Start of RECORDS PROVIDED

PR #1733, opened 2019-12-23
Handle uninstalled contacts app

drazik:
When the user wants to add a contact to a bank account via the « add a contact » button of the ContactPicker, but don't have the contacts app installed, we want to redirect him to the store. That's the job done by https://github.com/cozy/cozy-ui/pull/1326. But for it to work, we have to register a realtime plugin to our client. For now the realtime plugin is implemented here and we will be able to extract it elsewhere (cozy-client? cozy-realtime?)

Todo:

- [x] Update cozy-ui when https://github.com/cozy/cozy-ui/pull/1326 has been merged
- [x] Update cozy-realtime when https://github.com/cozy/cozy-libs/pull/902 has been merged

### DIFF
--- a/package.json
+++ b/package.json
@@ -184,7 +184,7 @@
     "cozy-logger": "1.6.0",
     "cozy-notifications": "0.3.2",
     "cozy-pouch-link": "6.64.7",
-    "cozy-realtime": "3.2.1",
+    "cozy-realtime": "3.3.0",
     "cozy-stack-client": "8.7.0",
     "cozy-ui": "28.8.0",
     "d3": "5.11.0",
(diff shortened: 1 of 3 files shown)


Crash--:
I think we can extract it to cozy-client :)

drazik:
> I think we can extract it to cozy-client :)

Actually I think it will cause issues. If we put RealtimePlugin in cozy-client, we will want to export it from the entry point. But since there will be a `import CozyRealtime from 'cozy-realtime'` in `plugins/realtime.js`, then an app that just want to `import CozyClient from 'cozy-client'` will try to resolve the import from cozy-realtime, and fail if it can't be found.

A potential solution would be to put the RealtimePlugin in cozy-realtime.

ptbrowne:
> A potential solution would be to put the RealtimePlugin in cozy-realtime.

Seems like a good solution to me.

drazik:
See https://github.com/cozy/cozy-libs/pull/902

drazik:
This is OK now. Reviews welcome :pray:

End of RECORDS PROVIDED

WHAT IS REQUIRED :: The data above needs to be retyped in full, exactly as given.

RESPONSE FOR THIS EXERCISE ::
PR #1733, opened 2019-12-23
Handle uninstalled contacts app

drazik:
When the user wants to add a contact to a bank account via the « add a contact » button of the ContactPicker, but don't have the contacts app installed, we want to redirect him to the store. That's the job done by https://github.com/cozy/cozy-ui/pull/1326. But for it to work, we have to register a realtime plugin to our client. For now the realtime plugin is implemented here and we will be able to extract it elsewhere (cozy-client? cozy-realtime?)

Todo:

- [x] Update cozy-ui when https://github.com/cozy/cozy-ui/pull/1326 has been merged
- [x] Update cozy-realtime when https://github.com/cozy/cozy-libs/pull/902 has been merged

### DIFF
--- a/package.json
+++ b/package.json
@@ -184,7 +184,7 @@
     "cozy-logger": "1.6.0",
     "cozy-notifications": "0.3.2",
     "cozy-pouch-link": "6.64.7",
-    "cozy-realtime": "3.2.1",
+    "cozy-realtime": "3.3.0",
     "cozy-stack-client": "8.7.0",
     "cozy-ui": "28.8.0",
     "d3": "5.11.0",
(diff shortened: 1 of 3 files shown)


Crash--:
I think we can extract it to cozy-client :)

drazik:
> I think we can extract it to cozy-client :)

Actually I think it will cause issues. If we put RealtimePlugin in cozy-client, we will want to export it from the entry point. But since there will be a `import CozyRealtime from 'cozy-realtime'` in `plugins/realtime.js`, then an app that just want to `import CozyClient from 'cozy-client'` will try to resolve the import from cozy-realtime, and fail if it can't be found.

A potential solution would be to put the RealtimePlugin in cozy-realtime.

ptbrowne:
> A potential solution would be to put the RealtimePlugin in cozy-realtime.

Seems like a good solution to me.

drazik:
See https://github.com/cozy/cozy-libs/pull/902

drazik:
This is OK now. Reviews welcome :pray:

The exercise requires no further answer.